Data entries
____
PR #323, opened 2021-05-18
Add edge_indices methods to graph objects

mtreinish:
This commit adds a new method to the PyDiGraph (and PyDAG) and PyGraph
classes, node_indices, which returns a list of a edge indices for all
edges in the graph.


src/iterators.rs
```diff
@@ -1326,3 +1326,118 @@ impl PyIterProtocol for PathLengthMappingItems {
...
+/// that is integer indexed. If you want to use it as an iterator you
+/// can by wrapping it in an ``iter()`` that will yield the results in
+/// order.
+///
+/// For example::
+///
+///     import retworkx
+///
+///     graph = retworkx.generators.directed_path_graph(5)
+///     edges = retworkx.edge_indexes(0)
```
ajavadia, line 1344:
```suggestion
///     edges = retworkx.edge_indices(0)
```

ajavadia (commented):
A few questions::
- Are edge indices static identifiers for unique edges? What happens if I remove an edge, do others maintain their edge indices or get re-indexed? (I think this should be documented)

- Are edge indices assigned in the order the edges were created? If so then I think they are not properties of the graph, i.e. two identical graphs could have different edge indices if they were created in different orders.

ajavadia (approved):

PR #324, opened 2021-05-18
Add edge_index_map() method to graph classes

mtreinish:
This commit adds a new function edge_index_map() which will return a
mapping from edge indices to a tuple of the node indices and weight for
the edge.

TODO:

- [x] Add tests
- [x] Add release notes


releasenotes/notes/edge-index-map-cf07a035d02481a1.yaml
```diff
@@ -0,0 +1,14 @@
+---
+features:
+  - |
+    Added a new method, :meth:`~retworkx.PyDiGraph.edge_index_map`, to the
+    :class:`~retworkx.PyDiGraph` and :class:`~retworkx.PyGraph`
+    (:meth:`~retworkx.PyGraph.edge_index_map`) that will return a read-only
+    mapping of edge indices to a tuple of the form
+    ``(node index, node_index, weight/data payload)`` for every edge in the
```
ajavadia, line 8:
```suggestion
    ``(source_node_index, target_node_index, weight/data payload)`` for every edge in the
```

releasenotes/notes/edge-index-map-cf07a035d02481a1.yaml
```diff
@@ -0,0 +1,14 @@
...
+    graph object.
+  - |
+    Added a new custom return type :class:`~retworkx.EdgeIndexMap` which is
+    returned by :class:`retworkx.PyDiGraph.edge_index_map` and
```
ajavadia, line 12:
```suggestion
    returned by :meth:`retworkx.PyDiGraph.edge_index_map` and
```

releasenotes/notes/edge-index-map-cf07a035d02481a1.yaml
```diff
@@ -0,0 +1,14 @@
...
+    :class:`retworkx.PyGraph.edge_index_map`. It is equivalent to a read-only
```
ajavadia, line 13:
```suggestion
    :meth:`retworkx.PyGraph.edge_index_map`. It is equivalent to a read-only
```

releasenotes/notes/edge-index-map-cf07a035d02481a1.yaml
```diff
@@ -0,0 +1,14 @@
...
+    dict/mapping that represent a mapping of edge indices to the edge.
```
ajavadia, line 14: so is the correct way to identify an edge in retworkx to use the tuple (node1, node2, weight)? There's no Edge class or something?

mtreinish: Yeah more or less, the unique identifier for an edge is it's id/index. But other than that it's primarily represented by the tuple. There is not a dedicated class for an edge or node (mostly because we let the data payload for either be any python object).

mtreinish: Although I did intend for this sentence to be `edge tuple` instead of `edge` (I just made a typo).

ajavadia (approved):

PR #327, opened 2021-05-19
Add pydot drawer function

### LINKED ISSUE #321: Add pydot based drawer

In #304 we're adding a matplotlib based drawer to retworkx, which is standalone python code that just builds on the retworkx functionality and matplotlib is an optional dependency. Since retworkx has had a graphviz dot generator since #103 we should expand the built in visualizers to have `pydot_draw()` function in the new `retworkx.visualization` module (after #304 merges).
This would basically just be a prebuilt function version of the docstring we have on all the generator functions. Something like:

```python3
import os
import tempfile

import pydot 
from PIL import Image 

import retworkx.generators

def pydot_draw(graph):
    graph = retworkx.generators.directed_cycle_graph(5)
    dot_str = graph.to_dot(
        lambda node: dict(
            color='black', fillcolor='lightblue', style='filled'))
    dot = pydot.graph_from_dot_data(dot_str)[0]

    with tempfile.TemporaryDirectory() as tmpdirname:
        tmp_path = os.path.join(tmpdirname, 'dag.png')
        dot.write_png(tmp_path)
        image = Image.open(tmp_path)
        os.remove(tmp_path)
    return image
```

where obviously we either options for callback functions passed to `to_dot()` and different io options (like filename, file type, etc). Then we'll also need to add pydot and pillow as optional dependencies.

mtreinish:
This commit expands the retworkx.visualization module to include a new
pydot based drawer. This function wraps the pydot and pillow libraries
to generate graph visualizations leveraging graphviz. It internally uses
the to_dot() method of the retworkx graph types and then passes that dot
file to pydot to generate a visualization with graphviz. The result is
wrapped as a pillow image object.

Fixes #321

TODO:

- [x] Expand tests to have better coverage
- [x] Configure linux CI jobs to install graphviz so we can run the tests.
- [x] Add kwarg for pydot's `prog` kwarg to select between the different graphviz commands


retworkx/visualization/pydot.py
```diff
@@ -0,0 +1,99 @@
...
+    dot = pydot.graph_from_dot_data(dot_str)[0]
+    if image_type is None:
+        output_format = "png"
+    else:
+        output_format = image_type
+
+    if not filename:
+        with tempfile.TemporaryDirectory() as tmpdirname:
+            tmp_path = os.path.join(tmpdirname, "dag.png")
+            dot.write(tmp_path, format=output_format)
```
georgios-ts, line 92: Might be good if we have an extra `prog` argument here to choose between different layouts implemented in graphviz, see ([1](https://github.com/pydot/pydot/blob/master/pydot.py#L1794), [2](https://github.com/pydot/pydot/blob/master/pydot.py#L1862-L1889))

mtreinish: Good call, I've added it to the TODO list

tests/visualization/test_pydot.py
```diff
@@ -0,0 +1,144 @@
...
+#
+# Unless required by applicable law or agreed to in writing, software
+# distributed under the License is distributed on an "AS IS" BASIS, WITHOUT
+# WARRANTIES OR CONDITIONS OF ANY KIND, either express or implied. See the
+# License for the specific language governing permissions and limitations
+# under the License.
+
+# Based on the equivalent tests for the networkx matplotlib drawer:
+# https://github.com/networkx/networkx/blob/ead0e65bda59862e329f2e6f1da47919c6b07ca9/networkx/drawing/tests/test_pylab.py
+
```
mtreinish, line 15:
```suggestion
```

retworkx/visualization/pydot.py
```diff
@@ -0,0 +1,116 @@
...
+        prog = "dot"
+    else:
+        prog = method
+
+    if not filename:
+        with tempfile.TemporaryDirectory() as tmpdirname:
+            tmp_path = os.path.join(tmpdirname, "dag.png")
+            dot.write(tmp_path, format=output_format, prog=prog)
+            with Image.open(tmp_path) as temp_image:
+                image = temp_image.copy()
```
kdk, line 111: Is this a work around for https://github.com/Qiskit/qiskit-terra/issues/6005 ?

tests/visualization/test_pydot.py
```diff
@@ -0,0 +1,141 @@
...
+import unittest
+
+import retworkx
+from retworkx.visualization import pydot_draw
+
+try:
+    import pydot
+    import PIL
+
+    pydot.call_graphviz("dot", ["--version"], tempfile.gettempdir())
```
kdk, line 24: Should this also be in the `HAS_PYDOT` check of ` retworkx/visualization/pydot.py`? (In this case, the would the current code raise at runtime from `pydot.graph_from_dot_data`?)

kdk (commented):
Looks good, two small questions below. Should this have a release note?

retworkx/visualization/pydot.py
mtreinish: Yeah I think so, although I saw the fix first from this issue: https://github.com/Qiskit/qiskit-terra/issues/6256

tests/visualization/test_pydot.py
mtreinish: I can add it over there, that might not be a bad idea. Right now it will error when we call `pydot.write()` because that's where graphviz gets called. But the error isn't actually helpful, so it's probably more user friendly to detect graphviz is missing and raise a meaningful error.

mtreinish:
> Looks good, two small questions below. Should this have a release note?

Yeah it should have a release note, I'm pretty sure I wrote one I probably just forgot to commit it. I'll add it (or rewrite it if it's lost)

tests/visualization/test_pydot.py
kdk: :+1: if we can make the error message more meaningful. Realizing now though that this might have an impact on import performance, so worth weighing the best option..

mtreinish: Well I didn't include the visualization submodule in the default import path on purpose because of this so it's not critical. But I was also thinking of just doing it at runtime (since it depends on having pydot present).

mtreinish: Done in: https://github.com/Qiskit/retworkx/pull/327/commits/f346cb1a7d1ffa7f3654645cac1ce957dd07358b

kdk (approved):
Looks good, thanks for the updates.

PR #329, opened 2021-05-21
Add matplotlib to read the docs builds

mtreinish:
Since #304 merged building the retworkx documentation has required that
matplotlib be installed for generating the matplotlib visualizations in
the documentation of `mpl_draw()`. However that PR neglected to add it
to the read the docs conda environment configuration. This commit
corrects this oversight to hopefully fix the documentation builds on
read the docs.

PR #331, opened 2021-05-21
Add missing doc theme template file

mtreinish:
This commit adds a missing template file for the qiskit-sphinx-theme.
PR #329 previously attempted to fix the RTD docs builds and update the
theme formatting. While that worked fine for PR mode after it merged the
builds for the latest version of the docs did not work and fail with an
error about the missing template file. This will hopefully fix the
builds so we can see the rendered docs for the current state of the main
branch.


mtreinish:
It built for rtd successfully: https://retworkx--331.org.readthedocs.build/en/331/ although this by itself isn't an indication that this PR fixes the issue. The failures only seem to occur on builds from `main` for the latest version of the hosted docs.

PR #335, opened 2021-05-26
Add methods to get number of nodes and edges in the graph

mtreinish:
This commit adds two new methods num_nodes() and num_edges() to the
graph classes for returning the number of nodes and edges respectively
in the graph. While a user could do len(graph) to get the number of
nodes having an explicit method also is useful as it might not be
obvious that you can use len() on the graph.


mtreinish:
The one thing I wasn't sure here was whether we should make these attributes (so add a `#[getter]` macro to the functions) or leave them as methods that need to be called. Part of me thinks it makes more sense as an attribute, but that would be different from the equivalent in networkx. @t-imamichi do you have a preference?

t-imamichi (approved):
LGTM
____
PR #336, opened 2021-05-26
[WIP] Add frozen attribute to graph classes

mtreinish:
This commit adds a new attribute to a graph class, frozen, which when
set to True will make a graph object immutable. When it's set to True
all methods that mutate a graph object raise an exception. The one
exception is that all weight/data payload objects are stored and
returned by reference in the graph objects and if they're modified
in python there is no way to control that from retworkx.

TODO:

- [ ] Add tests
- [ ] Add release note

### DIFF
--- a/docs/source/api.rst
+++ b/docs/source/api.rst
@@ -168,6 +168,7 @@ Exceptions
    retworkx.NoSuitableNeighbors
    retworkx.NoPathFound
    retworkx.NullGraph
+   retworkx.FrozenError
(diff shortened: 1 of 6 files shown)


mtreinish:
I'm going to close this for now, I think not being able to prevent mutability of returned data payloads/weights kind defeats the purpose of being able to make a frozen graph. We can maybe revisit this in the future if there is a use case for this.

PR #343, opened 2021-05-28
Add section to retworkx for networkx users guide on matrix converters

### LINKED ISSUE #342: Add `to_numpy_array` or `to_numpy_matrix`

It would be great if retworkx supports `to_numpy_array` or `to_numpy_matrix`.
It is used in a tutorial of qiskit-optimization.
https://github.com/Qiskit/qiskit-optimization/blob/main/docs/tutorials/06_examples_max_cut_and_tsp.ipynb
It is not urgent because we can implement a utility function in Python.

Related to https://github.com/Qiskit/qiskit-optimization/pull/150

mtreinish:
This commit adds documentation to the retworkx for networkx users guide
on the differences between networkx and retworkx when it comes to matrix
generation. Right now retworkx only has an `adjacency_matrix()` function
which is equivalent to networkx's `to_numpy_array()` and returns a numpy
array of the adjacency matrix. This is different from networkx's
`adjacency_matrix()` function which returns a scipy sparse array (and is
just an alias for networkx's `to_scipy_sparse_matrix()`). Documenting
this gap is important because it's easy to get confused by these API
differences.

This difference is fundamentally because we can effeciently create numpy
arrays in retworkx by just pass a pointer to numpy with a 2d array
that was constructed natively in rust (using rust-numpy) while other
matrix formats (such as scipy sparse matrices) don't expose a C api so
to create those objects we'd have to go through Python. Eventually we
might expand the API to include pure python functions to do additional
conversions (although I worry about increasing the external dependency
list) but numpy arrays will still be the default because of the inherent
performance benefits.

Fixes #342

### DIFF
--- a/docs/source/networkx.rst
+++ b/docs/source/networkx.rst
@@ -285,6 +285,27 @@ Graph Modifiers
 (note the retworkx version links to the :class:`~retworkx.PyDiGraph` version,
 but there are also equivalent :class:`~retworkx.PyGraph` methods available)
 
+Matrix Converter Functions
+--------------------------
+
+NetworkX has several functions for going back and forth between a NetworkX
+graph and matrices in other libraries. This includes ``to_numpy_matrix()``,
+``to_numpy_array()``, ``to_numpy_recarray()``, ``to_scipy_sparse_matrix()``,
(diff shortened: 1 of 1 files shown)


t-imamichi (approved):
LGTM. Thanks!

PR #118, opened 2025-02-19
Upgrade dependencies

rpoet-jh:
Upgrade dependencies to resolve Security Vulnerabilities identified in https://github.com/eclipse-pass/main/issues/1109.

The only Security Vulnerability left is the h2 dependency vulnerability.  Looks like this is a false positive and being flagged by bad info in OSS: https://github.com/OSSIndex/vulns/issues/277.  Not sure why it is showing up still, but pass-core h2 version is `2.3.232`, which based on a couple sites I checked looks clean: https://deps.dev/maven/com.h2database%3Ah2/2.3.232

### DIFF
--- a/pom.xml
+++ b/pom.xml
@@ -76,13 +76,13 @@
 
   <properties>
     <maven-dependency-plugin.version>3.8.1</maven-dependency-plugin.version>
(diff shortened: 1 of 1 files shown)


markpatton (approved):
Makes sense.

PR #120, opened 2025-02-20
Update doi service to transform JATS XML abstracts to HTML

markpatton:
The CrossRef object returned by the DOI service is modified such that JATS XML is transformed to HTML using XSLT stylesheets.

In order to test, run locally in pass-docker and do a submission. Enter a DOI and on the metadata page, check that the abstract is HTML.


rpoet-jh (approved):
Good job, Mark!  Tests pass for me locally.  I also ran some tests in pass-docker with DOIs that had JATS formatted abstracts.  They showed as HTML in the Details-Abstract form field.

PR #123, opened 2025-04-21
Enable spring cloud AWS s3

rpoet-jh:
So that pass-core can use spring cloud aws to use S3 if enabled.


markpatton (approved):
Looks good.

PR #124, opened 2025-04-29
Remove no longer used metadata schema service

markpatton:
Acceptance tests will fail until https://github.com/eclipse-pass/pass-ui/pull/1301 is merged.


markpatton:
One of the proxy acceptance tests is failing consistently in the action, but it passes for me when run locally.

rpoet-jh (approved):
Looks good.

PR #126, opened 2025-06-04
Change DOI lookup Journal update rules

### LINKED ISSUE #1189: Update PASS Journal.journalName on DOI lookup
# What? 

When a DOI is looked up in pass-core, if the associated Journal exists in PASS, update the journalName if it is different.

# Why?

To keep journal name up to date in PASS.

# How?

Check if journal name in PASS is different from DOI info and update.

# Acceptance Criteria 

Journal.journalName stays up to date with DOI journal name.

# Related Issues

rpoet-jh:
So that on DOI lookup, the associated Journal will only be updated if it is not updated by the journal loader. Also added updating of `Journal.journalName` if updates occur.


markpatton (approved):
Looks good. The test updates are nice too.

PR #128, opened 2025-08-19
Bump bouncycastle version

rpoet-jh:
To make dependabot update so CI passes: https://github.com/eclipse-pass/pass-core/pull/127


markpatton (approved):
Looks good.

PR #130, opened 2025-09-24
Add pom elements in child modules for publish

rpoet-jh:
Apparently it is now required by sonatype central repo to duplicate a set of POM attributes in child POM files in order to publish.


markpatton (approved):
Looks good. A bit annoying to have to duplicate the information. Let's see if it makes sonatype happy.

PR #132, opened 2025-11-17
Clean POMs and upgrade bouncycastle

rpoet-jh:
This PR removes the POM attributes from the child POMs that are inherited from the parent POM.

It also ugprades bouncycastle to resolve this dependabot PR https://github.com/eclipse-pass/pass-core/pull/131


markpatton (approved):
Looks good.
____
Work instructions: Looking at the data above, show all lines where the word "current" occurs.

Your solution:
kdk, line 24: Should this also be in the `HAS_PYDOT` check of ` retworkx/visualization/pydot.py`? (In this case, the would the current code raise at runtime from `pydot.graph_from_dot_data`?)
builds so we can see the rendered docs for the current state of the main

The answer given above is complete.